As for fetching the tweet we persisted to disk…

We make the call to the HistoryViewModel as soon as we start to construct the views.
ViewModel Layer
fun readTweetFromDisk() {
lifecycleScope.launch {
repository.readTweetFromDisk()
.flowOn(Dispatchers.IO)
.collect {
stateSubject.onNext(
State.Data(listOf(it))
)
}
}
}
Repository Layer
override suspend fun readTweetFromDisk(): Flow<String> {
val TWEET_KEY = preferencesKey<String>("tweet_key")
Timber.d("Is it here?: %s", dataStore.data.first().contains(TWEET_KEY))
return dataStore.data.map {
it[TWEET_KEY] ?: ""
}
}
Notice that the function declaration does not contain suspend. This is because the lifecycleScope of the viewmodel is suspending.

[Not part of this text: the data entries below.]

Issue #11052, opened 2025-11-07
[CH] ARM CI is not stable


zhouyuan:
### Backend

CH (ClickHouse)

### Bug description

```
[2025-11-05T11:32:57.997Z] [ERROR] COMPILATION ERROR : 
[2025-11-05T11:32:57.997Z] [INFO] -------------------------------------------------------------
[2025-11-05T11:32:57.997Z] [ERROR] /home/jenkins/agent/workspace/gluten/gluten-ci-arm/ut-stage-5/gluten-iceberg/src/main/java/org/apache/gluten/substrait/rel/IcebergLocalFilesNode.java:[22,25] error: cannot access DeleteFile
[2025-11-05T11:32:57.997Z]   bad class file: /root/.m2/repository/org/apache/iceberg/iceberg-spark-runtime-3.5_2.13/1.8.0/iceberg-spark-runtime-3.5_2.13-1.8.0.jar(org/apache/iceberg/DeleteFile.class)
[2025-11-05T11:32:57.997Z]     class file has wrong version 55.0, should be 52.0
[2025-11-05T11:32:57.997Z]     Please remove or make sure it appears in the correct subdirectory of the classpath.
[2025-11-05T11:32:57.997Z] [INFO] 1 error
```

### Spark version

None

### Relevant logs

```bash

```

philo-he:
Similar to:
- https://github.com/apache/incubator-gluten/issues/10918

PR #11187, opened 2025-11-25
[GLUTEN-11052][CH] Disable ARM CI temporary

zhouyuan:
ARM CI in CH is not stable. This patch disable it temporary 

## How was this patch tested?
pass CH CI

fixes: #11052


zhouyuan:
@zzcclp could you please help to take a look on this? We recently ran into the unstable CI issue on CH + ARM

PR #11195, opened 2025-11-26
[GLUTEN-11088] Fix GlutenDataFrameFunctionsSuite in Spark-4.0

zml1206:
https://github.com/apache/spark/blob/29434ea766b0fc3c3bf6eaadb43a8f931133649e/core/src/main/scala/org/apache/spark/scheduler/DAGScheduler.scala#L2928-L2937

We subscribe to the Flow<T> being return from the repository and declare the thread we want the subscription on, next we collect the value and pass it through the state back to the view. and wah lah!
Important Note:
Normally you wouldn’t use a key/value store in this manner. SharedPreferences/DataStore makes storing and reading small amounts of data fast and easy but difficult to store and read large structured data. Since this write-up is taking on new/experimental libraries, I didn’t want to divert on this part either.
Typically I would use a library backed by SQL, like Room. This makes large amounts of structured data easy to read/write, as the data is structured and managed by the database. This would allow potentially a huge list of tweets to be displayed and saved on the History screen. One would likely create a custom object such as
data class TweetDiskObject(
val tweet: String,
val date: String
)
Allowing for more complicated data objects to be persisted and retrieved, creating more opportunities to manipulate and display what the user wanted saved.
Using Tensorflow Lite pre-trained model
Now to get back to the original inspiration for this quick project(quick for most, not me).
WIP!!!
UI and Unit Testing with Compose
A big difference with compose is that, since we are now just invoking functions, we do not have a reference to our widgets and there is no concept of ID, therefore we can not perform something like findViewById<TextView>(R.id.some_view).
Jetpack compose introduces `Semantics, providing information about the view hierarchy. It gives meaning to a piece of UI. Tests take advantage of the information exposed by semantics regarding the UI hierarchy.
With Unit Testing, nothing as changed. Since we are concerned with the data and ensuring our functions do what they are supposed to.